PR #4449, opened 2023-05-24
Add a `status` filter in Django Admin to filter objects in trash

noliveleger:
## Description

It narrows down the list of objects matching the status filter.


jnm (approved):
Tested locally; looks good :+1:

PR #6973, opened 2026-04-28
fix(constance): repair migration 0020 for constance 4 envelope format DEV-2027

noliveleger:
### 📣 Summary

Follow-up to #6968. Migration `0020_fix_constance_json_field_corruption` was silently skipping all records modified by Constance own migration and not repairing corrupted constance values, causing a 500 error on `/environment/`.

### 💭 Notes

Constance 4 wraps every stored value in `{"__type__": "...", "__value__": ...}` (introduced by `constance.0003_drop_pickle`). The previous migration logic checked `if not isinstance(outer, str)` at the root level — since constance 4 always stores a dict envelope at the root, all records were skipped.

The corruption lives one level deeper, in `__value__`, which holds a JSON-encoded string instead of the actual dict/list.

This PR fixes the migration to:
- Detect the constance 4 envelope and inspect `__value__`
- Parse and repair `__value__` when it is a string (double-encoded)
- Keep the legacy constance 3 path (plain double-encoded string at root) as fallback

Also fixes a `SyntaxWarning: invalid escape sequence '\d'` in `0003_copy_organization_uid_to_id.py` (Python 3.12).

### 👀 Preview steps
1. Checkout `release/2.016.12`
2. Modify `MFA_LOCALIZED_HELP_TEXT` (for example)
3. Checkout `release/2.016.13` (wait for the migrations to be applied)
4. Try to login as a regular user and receive a 500 from `/environment/`
5. Checkout this branch
6. Rollback migration hub 0020, then reapplyt it.
3. Verify all 4 keys return `dict`/`list`:
   ```python
   from constance import config
   for key in ['MFA_LOCALIZED_HELP_TEXT', 'CUSTOM_PASSWORD_GUIDANCE_TEXT', 'USER_METADATA_FIELDS', 'PROJECT_METADATA_FIELDS']:
       val = getattr(config, key)
       print('OK' if isinstance(val, (dict, list)) else 'BROKEN', key, type(val).__name__)
   ```
4. 🟢 All 4 lines print `OK`
5. 🟢 `/environment/` returns 200

### DIFF
--- a/hub/migrations/0020_fix_constance_json_field_corruption.py
+++ b/hub/migrations/0020_fix_constance_json_field_corruption.py
@@ -25,13 +25,13 @@ def fix_constance_json_field_corruption(apps, schema_editor):
     of a JSON object/array.
 
     Root cause: JsonSchemaFormField.clean() returned the raw input string
-    instead of the parsed Python object. Constance encoded that string as JSON,
-    so the DB ended up with e.g. '"{\\"default\\": ...}"' for a field that
-    should contain '{"default": ...}'.
+    instead of the parsed Python object.
 
-    After this migration, each affected key is stored as a proper JSON
-    object/array, and the constance cache is invalidated so the corrected
-    values are picked up immediately.
+    Constance 4 wraps every stored value in {"__type__": ..., "__value__": ...}.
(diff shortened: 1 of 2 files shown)


rajpatel24 (approved):
LGTM

PR #6983, opened 2026-05-01
fix(icon): change way of identifying legacy icons DEV-2069

magicznyleszek:
### 🗒️ Checklist

1. [x] run linter locally

### 📣 Summary

Fixes a problem with some icon rendering.

### 💭 Notes

Some icons were rendering as empty/transparent because the code that identifies legacy svg icons was wrong - it was setting `stroke` attribute for all icons rather than just tabler ones.

### 👀 Preview steps

Unfortunately the issue happens only on deployed storybook (see https://storybook.kbtdev.org/?path=%2Fstory%2Fdesign-system-koboicon--mantine-integration-examples) and I haven't found a way to reproduce it locally. I suspect the problem happens with production build, and previous way of identifying the legacy svgs stopped working because of code minification (that renamed some things we we're relying on).


jamesrkiger (approved):
lgtm

PR #6936, opened 2026-04-13
refactor(connectProjects): migrate to react-query DEV-1968

magicznyleszek:
### 🗒️ Checklist

1. [x] run linter locally
2. [x] update developer docs (API, README, inline, etc.), if any
3. [x] for user-facing doc changes create a Zulip thread at `#Support Docs Updates`, if any
4. [x] draft PR with a title `<type>(<scope>)<!>: <title> DEV-1234`
5. [x] assign yourself, tag PR: at least `Front end` and/or `Back end` or `workflow`
6. [x] fill in the template below and delete template comments
7. [x] review thyself: read the diff and repro the preview as written
8. [x] open PR & confirm that CI passes & request reviewers, if needed
9. [ ] delete this section before merging

### 📣 Summary

Internal code improvement. 

### 💭 Notes

Followup to #6931

Changes here:
- Removed `dataShareActions.js`
- `ConnectProjects` component no longer relies on Reflux actions, now runs on orval generated react-query hooks
- `ConnectProjectsImports` renders heading outside `<ul>` to make the HTML code semantic
- `ConnectProjectsSelect` small adjustments due to parent component changes
- `DataAttachmentColumnsForm` is a functional component now and uses orval react-query hooks instead of Reflux actions

### 👀 Preview steps

Use same preview steps as in #6931

PR #6985, opened 2026-05-01
feat(frontend): setup default invalidations DEV-2010

magicznyleszek:
### 🗒️ Checklist

1. [x] run linter locally

### 💭 Notes

A code change for future. An aftermath of #6936. Added default invalidations for few orval generated API hooks.

Changes here:
- `survey-data.ts` → `useAssetsPairedDataDestroy` invalidates the paired data list for the asset on settled
- `manage-projects-and-library-content.ts` → new file; `useAssetsPartialUpdate` invalidates both the paginated assets list and the specific asset item on settled

### 👀 Preview steps

Setup:

1. Use DevTools → **Network** tab
2. Open a project that has **Connect Projects** enabled

Test 1 → `useAssetsPairedDataDestroy` invalidates the paired-data list

1. Navigate to Project → Settings → Connect Projects
2. Make sure at least one source project is already attached
3. Clear the Network log
4. Click Remove on an attached source and confirm
5. 🟢 You should see a `DELETE /api/v2/assets/<uid>/paired-data/<paired-uid>/` request complete with `204`
6. 🟢 Immediately after, a `GET /api/v2/assets/<uid>/paired-data/` request fires automatically — this is the invalidation refetch
7. 🟢 Notice the removed source disappears from the list without a manual page reload

Test 2 → `useAssetsPartialUpdate` invalidates the asset list and item

1. Stay on the same Connect Projects panel
2. Clear the Network log
3. Toggle the Share data switch (on → off, or off → on).
4. 🟢 A `PATCH /api/v2/assets/<uid>/` request fires with `200`
5. 🟢 After it completes, two refetch requests fire:
   - `GET /api/v2/assets/` (the paginated list — `invalidatePaginatedList`)
   - `GET /api/v2/assets/<uid>/` (the specific asset — `invalidateItem`)
6. 🟢 Notice the sharing state reflects the server response. Other parts of the UI that depend on the asset would also pick up the refreshed data

### DIFF
--- a/jsapp/js/api/mutation-defaults/manage-projects-and-library-content.ts
+++ b/jsapp/js/api/mutation-defaults/manage-projects-and-library-content.ts
@@ -14,7 +14,7 @@ queryClient.setMutationDefaults(
         const assetsListQueryKey = getAssetsListQueryKey()
 
         invalidatePaginatedList(assetsListQueryKey)
-        // Invaliate infinite queries
+        // Invalidate infinite queries
         queryClient.invalidateQueries({
           predicate: ({ queryKey }) =>
             queryKey.length > assetsListQueryKey.length &&
--- a/jsapp/js/api/mutation-defaults/manage-projects-and-library-content.ts
+++ b/jsapp/js/api/mutation-defaults/manage-projects-and-library-content.ts
@@ -14,6 +14,7 @@ queryClient.setMutationDefaults(
         const assetsListQueryKey = getAssetsListQueryKey()
 
         invalidatePaginatedList(assetsListQueryKey)
+        // Invaliate infinite queries
         queryClient.invalidateQueries({
           predicate: ({ queryKey }) =>
             queryKey.length > assetsListQueryKey.length &&
--- a/jsapp/js/api/mutation-defaults/manage-projects-and-library-content.ts
+++ b/jsapp/js/api/mutation-defaults/manage-projects-and-library-content.ts
@@ -11,7 +11,15 @@ queryClient.setMutationDefaults(
   getAssetsPartialUpdateMutationOptions({
     mutation: {
       onSettled: (_data, _error, { uidAsset }) => {
-        invalidatePaginatedList(getAssetsListQueryKey())
+        const assetsListQueryKey = getAssetsListQueryKey()
+
+        invalidatePaginatedList(assetsListQueryKey)
+        queryClient.invalidateQueries({
+          predicate: ({ queryKey }) =>
+            queryKey.length > assetsListQueryKey.length &&
+            assetsListQueryKey.every((keyPart, index) => queryKey[index] === keyPart) &&
+            queryKey[queryKey.length - 1] === 'infinite',
+        })
         invalidateItem(getAssetsRetrieveQueryKey(uidAsset))
       },
     },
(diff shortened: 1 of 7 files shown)


jsapp/js/api/mutation-defaults/manage-projects-and-library-content.ts
```diff
@@ -0,0 +1,28 @@
...
+
+queryClient.setMutationDefaults(
+  getAssetsPartialUpdateMutationOptions().mutationKey!,
+  getAssetsPartialUpdateMutationOptions({
+    mutation: {
+      onSettled: (_data, _error, { uidAsset }) => {
+        const assetsListQueryKey = getAssetsListQueryKey()
+
+        invalidatePaginatedList(assetsListQueryKey)
+        // Invaliate infinite queries
```
pauloamorimbr: typo

```suggestion
        // Invalidate infinite queries
```

jsapp/js/api/mutation-defaults/survey-data.ts
```diff
@@ -378,3 +380,16 @@ queryClient.setMutationDefaults(
...
 )
+
+queryClient.setMutationDefaults(
+  getAssetsPairedDataDestroyMutationOptions().mutationKey!,
+  getAssetsPairedDataDestroyMutationOptions({
+    mutation: {
+      onSettled: (_data, _error, { uidAsset }) => {
+        const queryKey = getAssetsPairedDataListQueryKey(uidAsset)
+        invalidateItem(queryKey)
+        invalidatePaginatedList(queryKey)
```
pauloamorimbr: I may be missing context here, but I think we only need to call the `invalidatePaginatedList` here.

I see other sets of defaults up in this file using it like that, and it makes sense. These two functions are targeting the same queries... i think!


```suggestion
        invalidatePaginatedList(queryKey)
```

jsapp/js/api/mutation-defaults/manage-projects-and-library-content.ts
```diff
@@ -0,0 +1,28 @@
...
+        queryClient.invalidateQueries({
+          predicate: ({ queryKey }) =>
+            queryKey.length > assetsListQueryKey.length &&
+            assetsListQueryKey.every((keyPart, index) => queryKey[index] === keyPart) &&
+            queryKey[queryKey.length - 1] === 'infinite',
```
pauloamorimbr: nothing really important, but you can use `.at(-1)` to get the last item

```suggestion
            queryKey.at(-1) === 'infinite',
```

pauloamorimbr (approved):
Left a few nitpick comments for your considertation, but none blocking.
LGTM! :clap:

jsapp/js/api/mutation-defaults/manage-projects-and-library-content.ts
```diff
@@ -0,0 +1,28 @@
...
+        })
```
Akuukis: I suggest to create a new helper `invalidateInfiniteList` like the other helpers - it will surely be reused in future. Furthermore, it would be good to document/standardize the `infinite` constant used here, either as jsdoc on this helper or in a more appropriate place.

jsapp/js/api/mutation-defaults/survey-data.ts
magicznyleszek: I think you're right. I left `incalidateItem` as it is more broad

jsapp/js/api/mutation-defaults/manage-projects-and-library-content.ts
magicznyleszek: I've created `invalidateInfiniteList` helper and introduced a const to be used instead of `'infinite'` literal string :+1:

PR #7000, opened 2026-05-05
fix(nlp): update v1 speech recognition model to 'latest_long' DEV-2086

tinok:
### 📣 Summary

Improved automatic transcription quality by specifying the correct speech recognition model (v1 STT).

### 📖 Description

Audio transcriptions now use Google's `latest_long` model instead of the unspecified default, which produced lower quality results.

### 💭 Notes

The `RecognitionConfig` did not specify a `model`, causing Google to use a legacy default. 

### 👀 Preview steps

1. Have an account with a project containing an audio question
2. Submit an audio response (ideally conversational speech, 30-60s)
3. Trigger automatic transcription
4. 🔴 [on main] transcription is severely truncated/inaccurate
5. 🟢 [on PR] transcription captures full content of the audio


noliveleger (approved):
LGTM

PR #7016, opened 2026-05-05
ci(packages): Schedule weekly deletion of kpi images older than 90 days INFRA-431

olive-KTB:
### 💭 Notes

This cleans up images older than 90 days in ghcr, it is scheduled to be cleaned Sundays at 00:00. 

[Here](https://github.com/kobotoolbox/kpi/actions/runs/25375137643) is the dry run of images to be deleted. The deletion cuts off at [1c1524649e57db7e2e3b8a939f0936044bcf2cb3](https://github.com/orgs/kobotoolbox/packages/container/kpi/670229637?tag=1c1524649e57db7e2e3b8a939f0936044bcf2cb3)[1c1524649e57db7e2e3b8a939f0936044bcf2cb3](https://github.com/orgs/kobotoolbox/packages/container/kpi/670229637?tag=1c1524649e57db7e2e3b8a939f0936044bcf2cb3)


.github/workflows/nonprod-releases.yml
```diff
@@ -84,7 +84,7 @@ jobs:
         id: app-token
         uses: actions/create-github-app-token@v3
         with:
-          app-id: ${{ secrets.KOBO_BOT_APP_ID }}
+          client-id: ${{ secrets.KOBO_BOT_APP_ID }}
```
ScottMillard: In order to maintain backwards compatibility a new secret for client_id should be added so there is not confusion in the future which value this is.

.github/workflows/ghcr-cleanup.yml
```diff
@@ -0,0 +1,28 @@
...
+jobs:
+  cleanup-old-images:
+    runs-on: ubuntu-latest
+    steps:
+      - name: Generate GitHub App Token
+        id: app-token
+        uses: actions/create-github-app-token@v3
+        with:
+          client-id: ${{ secrets.KOBO_BOT_APP_ID }}
+          private-key: ${{ secrets.KOBO_BOT_PRIVATE_KEY }}
```
ScottMillard, line 17: In order to maintain backwards compatibility a new secret for client_id should be added so there is not confusion in the future which value this is.

.github/workflows/ghcr-cleanup.yml
```diff
@@ -0,0 +1,28 @@
...
+          owner: kobotoolbox
+          repositories: "kpi"
+
+      - uses: snok/container-retention-policy@v3.0.0
+        with:
+          account: kobotoolbox
+          token: ${{ steps.app-token.outputs.token }}
+          image-names: kpi
+          image-tags: "!main !public-beta !feature-*"
```
ScottMillard: I don't believe we have images on GHCR with these kinds of tags so this may not be needed

ScottMillard (changes requested):

.github/workflows/ghcr-cleanup.yml
olive-KTB: We have images with those tags in ghcr like [this](https://github.com/kobotoolbox/kpi/pkgs/container/kpi/757579876?tag=feature-tri)

.github/workflows/nonprod-releases.yml
olive-KTB: I think you created KOBO_BOT_CLIENT_ID already so I'll use instead of creating a new one

.github/workflows/ghcr-cleanup.yml
olive-KTB: I think you created KOBO_BOT_CLIENT_ID already so I'll use instead of creating a new one

.github/workflows/ghcr-cleanup.yml
ScottMillard: I don't believe we are using tags like that any longer https://github.com/kobotoolbox/kpi/blob/main/.github/workflows/nonprod-releases.yml#L76

olive-KTB: I have removed the filter

ScottMillard (approved):

PR #7017, opened 2026-05-05
fix(settings): apply AWS settings without explicit credentials DEV-2002

noliveleger:
### 💭 Notes

Related: https://github.com/kobotoolbox/kobo-install/pull/274

**S3 mock in tests (`test(storage)` commit)**

A `mock_s3_when_needed` session-scoped fixture is added to the root `conftest.py` (moved from `kobo/conftest.py`). When the default storage backend is `S3Boto3Storage`, it activates moto's `mock_aws` context for the entire test session and pre-creates the configured bucket. When `InMemoryStorage` is used, the fixture is a no-op. `moto[s3]` is added to `dev_requirements`.

`testing.py` overrides bucket names to predictable values (`test-bucket`, region `us-east-1`) when S3 is configured, so the fixture can create them without a real AWS connection. The three Bedrock settings previously hard-coded to `''` in `testing.py` are removed — they are now always set from `base.py` with proper defaults.

`AttachmentApiTests` is wrapped in `@override_settings(KOBOCAT_DEFAULT_FILE_STORAGE=FileSystemStorage)` because `ffmpeg` (a subprocess) cannot follow moto-intercepted presigned URLs. `setUpClass` resets `default_storage._backend` to force reinitialisation with the overridden setting.

**Settings fix (`fix(settings)` commit)**

All AWS settings except the credentials themselves were gated behind `if env.str('AWS_ACCESS_KEY_ID', False)`. This meant Bedrock, SES, and S3 settings were silently skipped when credentials came from `~/.aws/credentials` or an instance profile. Now only `AWS_ACCESS_KEY_ID` / `AWS_SECRET_ACCESS_KEY` are conditionally set; the rest are always applied with their safe defaults.


rgraber (approved):
LGTM

PR #7019, opened 2026-05-06
refactor(frontend): drop react-debounced-input in favor of mantine based component DEV-2073

magicznyleszek:
### 🗒️ Checklist

1. [x] run linter locally

### 💭 Notes

Replaced the unmaintained `react-debounce-input` package with an internal `DebouncedTextInput` component, unblocking the React 19 / Mantine v9 migration.

Changes here:
- `react-debounce-input` does not support React 19 so we dropped it
- The new `DebouncedTextInput` wraps the existing `TextInput` (Mantine) and uses `useDebouncedCallback` from `@mantine/hooks`
- Debounce timing (defaults to 300 ms), immediate flush on `Enter`, and immediate flush on `blur` are all preserved
- Storybook stories include three `play`-based interaction tests covering: debounce delay, Enter flush, and blur flush
- Data Table header filter inputs now use default 300 ms debounce instead of previously using 750 ms. 300 seems to be a good standard, and 750 was a bit to slow

### 👀 Preview steps

1. ℹ️ Have an account with a project that has at least one text/number question and some submissions
2. Open Project → Data → Table
3. Type a few characters in a text column filter.
   - 🟢 Results update after ~300 ms of inactivity (debounce fires once, not on every keystroke)
5. Type again, then press **Enter**
   - 🟢 Results update immediately without waiting for the timer
6. Type again, then click elsewhere (blur the input)
   - 🟢 Results update immediately on blur
7. Open Storybook → **Design system / DebouncedTextInput**
   - 🟢 `Default`, `CustomTimeout`, and `NoImmediateFlush` stories each show a _"Last committed value"_ indicator that updates only when the debounce fires
   - 🟢 `TestDebounceDelay`, `TestEnterFlush`, and `TestBlurFlush` play tests all pass green


jsapp/js/components/common/DebouncedTextInput.tsx
```diff
@@ -0,0 +1,84 @@
...
+
+export interface DebouncedTextInputProps extends Omit<TextInputProps, 'value' | 'onChange'> {
+  value?: string
+  onChange: (value: string) => void
+  debounceTimeout?: number
+  forceNotifyByEnter?: boolean
+  forceNotifyOnBlur?: boolean
+}
+
+const DEFAULT_DEBOUNCE_TIMEOUT = 750
```
duvld: We denounce all lot (if not all) our search text inputs, should they all have the same timeout? The NLP language selector is at 300 for example and that one is searching the database

jsapp/js/components/common/DebouncedTextInput.tsx
```diff
@@ -0,0 +1,84 @@
...
+    flushOnUnmount: true,
+  })
+
+  const onInputChange = useCallback(
+    (event: React.ChangeEvent<HTMLInputElement>) => {
+      const nextValue = event.target.value
+      setInputValue(nextValue)
+      debouncedOnChange(nextValue)
+    },
+    [debouncedOnChange],
```
duvld, line 58: When would `debouncedOnChange` actually change? `debouncedOnChange` doesn't have a dependency array and depends on the `onChange` prop, so if that changes, the whole component would re-render anyway right?

jsapp/js/components/common/DebouncedTextInput.stories.tsx
```diff
@@ -0,0 +1,193 @@
...
+
+/** Typing fires onChange only after the debounce delay, not on every keystroke. */
+export const TestDebounceDelay: Story = {
+  args: {
+    label: 'Debounce delay test',
+    placeholder: 'Type to search…',
+    debounceTimeout: 200,
+    onChange: fn(),
+  },
+  play: async ({ args, canvasElement }) => {
```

*****

#### [Exercise brief]
From the records above, repeat exactly the lines from the one with "PR #6936, opened 2026-04-13" through the one with "HTML code semantic", both included.

#### [Response for this exercise]
PR #6936, opened 2026-04-13
refactor(connectProjects): migrate to react-query DEV-1968

magicznyleszek:
### 🗒️ Checklist

1. [x] run linter locally
2. [x] update developer docs (API, README, inline, etc.), if any
3. [x] for user-facing doc changes create a Zulip thread at `#Support Docs Updates`, if any
4. [x] draft PR with a title `<type>(<scope>)<!>: <title> DEV-1234`
5. [x] assign yourself, tag PR: at least `Front end` and/or `Back end` or `workflow`
6. [x] fill in the template below and delete template comments
7. [x] review thyself: read the diff and repro the preview as written
8. [x] open PR & confirm that CI passes & request reviewers, if needed
9. [ ] delete this section before merging

### 📣 Summary

Internal code improvement. 

### 💭 Notes

Followup to #6931

Changes here:
- Removed `dataShareActions.js`
- `ConnectProjects` component no longer relies on Reflux actions, now runs on orval generated react-query hooks
- `ConnectProjectsImports` renders heading outside `<ul>` to make the HTML code semantic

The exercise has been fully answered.